PROBLEM REQUIREMENTS: Report only how many lines of the records contain the word "scale".
*** Begin section ***
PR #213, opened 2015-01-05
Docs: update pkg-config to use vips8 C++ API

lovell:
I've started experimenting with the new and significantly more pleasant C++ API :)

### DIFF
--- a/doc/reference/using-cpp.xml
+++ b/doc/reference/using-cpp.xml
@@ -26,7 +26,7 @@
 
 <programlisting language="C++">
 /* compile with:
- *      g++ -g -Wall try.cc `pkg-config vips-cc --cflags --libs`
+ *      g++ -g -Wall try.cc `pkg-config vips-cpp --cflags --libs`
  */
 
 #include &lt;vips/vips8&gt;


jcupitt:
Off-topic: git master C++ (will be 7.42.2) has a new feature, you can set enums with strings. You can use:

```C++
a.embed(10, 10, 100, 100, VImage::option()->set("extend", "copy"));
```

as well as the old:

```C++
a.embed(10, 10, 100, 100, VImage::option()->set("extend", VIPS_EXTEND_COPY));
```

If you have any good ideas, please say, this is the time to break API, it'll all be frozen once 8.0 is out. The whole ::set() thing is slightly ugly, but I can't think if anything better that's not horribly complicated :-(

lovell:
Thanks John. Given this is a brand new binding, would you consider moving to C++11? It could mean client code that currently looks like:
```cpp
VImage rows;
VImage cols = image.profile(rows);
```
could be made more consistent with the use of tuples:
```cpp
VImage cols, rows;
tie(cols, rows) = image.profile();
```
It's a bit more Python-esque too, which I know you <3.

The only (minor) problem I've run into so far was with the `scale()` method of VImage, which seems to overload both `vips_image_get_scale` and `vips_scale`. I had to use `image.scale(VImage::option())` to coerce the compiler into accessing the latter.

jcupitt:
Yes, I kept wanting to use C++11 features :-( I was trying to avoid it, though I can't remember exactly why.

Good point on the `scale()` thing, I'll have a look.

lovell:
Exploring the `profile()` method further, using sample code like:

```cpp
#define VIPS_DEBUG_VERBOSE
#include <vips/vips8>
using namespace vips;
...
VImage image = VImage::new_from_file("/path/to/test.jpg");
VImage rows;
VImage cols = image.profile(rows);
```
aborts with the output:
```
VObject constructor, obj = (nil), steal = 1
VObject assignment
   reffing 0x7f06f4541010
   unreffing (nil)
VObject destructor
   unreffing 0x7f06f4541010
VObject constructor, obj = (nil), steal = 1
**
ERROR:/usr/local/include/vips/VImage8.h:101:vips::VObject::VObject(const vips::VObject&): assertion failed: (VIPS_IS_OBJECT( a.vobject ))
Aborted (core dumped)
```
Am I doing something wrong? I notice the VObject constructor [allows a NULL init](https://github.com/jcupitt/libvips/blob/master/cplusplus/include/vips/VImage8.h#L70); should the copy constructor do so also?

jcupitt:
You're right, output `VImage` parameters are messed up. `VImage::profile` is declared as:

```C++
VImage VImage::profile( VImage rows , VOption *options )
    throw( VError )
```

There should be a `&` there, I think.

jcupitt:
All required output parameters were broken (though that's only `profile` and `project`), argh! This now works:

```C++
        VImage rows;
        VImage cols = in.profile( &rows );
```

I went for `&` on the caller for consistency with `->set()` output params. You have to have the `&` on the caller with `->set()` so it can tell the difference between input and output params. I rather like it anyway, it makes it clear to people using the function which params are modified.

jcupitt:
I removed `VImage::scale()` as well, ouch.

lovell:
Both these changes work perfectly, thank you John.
*** End section ***
*** Begin section ***
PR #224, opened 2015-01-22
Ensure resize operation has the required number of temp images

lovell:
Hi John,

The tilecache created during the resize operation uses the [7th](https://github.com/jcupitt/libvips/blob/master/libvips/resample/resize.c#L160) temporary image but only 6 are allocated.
*** End section ***
RESPONSE FOR THIS EXERCISE: 3